# comment supprimer un dossier???



## yabr (31 Mars 2011)

bonsoir
j'ai crée un dossier avec tous les reseaux sociaux,et finalement ça ne me convient pas et je voudrais retouver les icones qui sont à l'interieur sur le bureau...
comment faut il faire pour faire sortir ces icones du bureau???

merci za vous

---------- Nouveau message ajouté à 19h11 ---------- Le message précédent a été envoyé à 19h10 ----------




yabr a dit:


> bonsoir
> j'ai crée un dossier avec tous les reseaux sociaux,et finalement ça ne me convient pas et je voudrais retouver les icones qui sont à l'interieur sur le bureau...
> comment faut il faire pour faire sortir ces icones du bureau???
> 
> merci za vous


 
sortir les icones du dossier,pardon...


----------



## Sonny972 (31 Mars 2011)

_Et bien, tu maintiens le doigts sur une icône pour les animer.
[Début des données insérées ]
PR #136, opened 2025-05-30
feat(rpc): enhance profile result structure with pre and post executi…

BretasArthur1:
…on state tracking

### DIFF
--- a/crates/core/src/rpc/surfnet_cheatcodes.rs
+++ b/crates/core/src/rpc/surfnet_cheatcodes.rs
@@ -1,4 +1,4 @@
-use std::fmt;
+use std::{collections::BTreeMap, fmt};
 
 use base64::{engine::general_purpose::STANDARD, Engine as _};
 use jsonrpc_core::{futures::future, BoxFuture, Error, Result};
@@ -16,7 +16,7 @@ use solana_sdk::{
 use spl_associated_token_account::get_associated_token_address_with_program_id;
 use spl_token::state::{Account as TokenAccount, AccountState};
 use surfpool_types::{
-    types::{ComputeUnitsEstimationResult, ProfileResult},
+    types::{ComputeUnitsEstimationResult, ProfileResult, ProfileState},
     SimnetEvent,
 };
 
@@ -599,6 +599,7 @@ impl SvmTricksRpc for SurfnetCheatcodesRpc {
                     context: RpcResponseContext::new(0),
                     value: ProfileResult {
                         compute_units: error_cu_result,
+                        state: ProfileState::new(BTreeMap::new(), BTreeMap::new()),
                     },
                 }));
             }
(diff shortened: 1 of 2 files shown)


crates/core/src/rpc/surfnet_cheatcodes.rs
```diff
@@ -617,24 +618,89 @@ impl SvmTricksRpc for SurfnetCheatcodesRpc {
...
         Box::pin(async move {
+            let account_keys_to_profile = transaction.message.static_account_keys().to_vec();
+            // In a future step, we could extend account_keys_to_profile with an optional RPC parameter `accounts_to_profile`
+
+            let mut pre_execution_capture = BTreeMap::new();
+            for key in &account_keys_to_profile {
+                let SvmAccessContext {
+                    inner: account_result,
+                    ..
+                } = svm_locker.get_account_local(key);
```
MicaiahReid: Here' we're acquiring the read lock in a loop, meaning each iteration of this loop will await the read lock being available. Is it possible to switch this to `get_multiple_accounts_local` instead?

crates/core/src/rpc/surfnet_cheatcodes.rs
```diff
@@ -617,24 +618,89 @@ impl SvmTricksRpc for SurfnetCheatcodesRpc {
...
+                    GetAccountResult::None(_) => {
+                        pre_execution_capture.insert(*key, None);
+                    }
+                }
+            }
+
             let SvmAccessContext {
                 slot,
-                inner: estimation_result,
+                inner: estimation_result, // This is ComputeUnitsEstimationResult
```
MicaiahReid:
```suggestion
                inner: estimation_result,
```
This comment feels unnecessary, the Rust Analyzer will tell us the type 🙂

crates/core/src/rpc/surfnet_cheatcodes.rs
```diff
@@ -617,24 +618,89 @@ impl SvmTricksRpc for SurfnetCheatcodesRpc {
...
+            // TODO: This currently fetches the original account state again, as
+            // svm_locker.estimate_compute_units does not (yet) return the post-simulation state changes.
+            // The underlying LiteSVM simulate_transaction or its wrapper in SurfnetSvm
+            // needs to be modified to provide the state diffs for accurate post-execution capture.
+            let mut post_execution_capture = BTreeMap::new();
+            for key in &account_keys_to_profile {
+                let SvmAccessContext {
+                    inner: account_result,
+                    ..
+                } = svm_locker.get_account_local(key);
```
MicaiahReid: Same thing about using `get_multiple_accounts_local`

crates/core/src/rpc/surfnet_cheatcodes.rs
```diff
@@ -617,24 +618,89 @@ impl SvmTricksRpc for SurfnetCheatcodesRpc {
...
+            }
+
             let SvmAccessContext {
                 slot,
-                inner: estimation_result,
+                inner: estimation_result, // This is ComputeUnitsEstimationResult
                 ..
             } = svm_locker.estimate_compute_units(&transaction);
 
+            // TODO: This currently fetches the original account state again, as
```
MicaiahReid: I want to be sure I understand this TODO correctly - does our `estimate_compute_units` not actually update the pre/post state, so the result of fetching the accounts again won't actually be shown in the profile?

MicaiahReid (changes requested):

crates/core/src/rpc/surfnet_cheatcodes.rs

Puis tu les enlèves du dossier._


----------



## yabr (31 Mars 2011)

Sonny972 a dit:


> _Et bien, tu maintiens le doigts sur une icône pour les animer. Puis tu les enlèves du dossier._


Je te remercie,bonne soirée


----------



## Sonny972 (1 Avril 2011)

_Mais de rien. 

PS : C'est maintenant que je suis en soirée moi  . Merci quand même. _


----------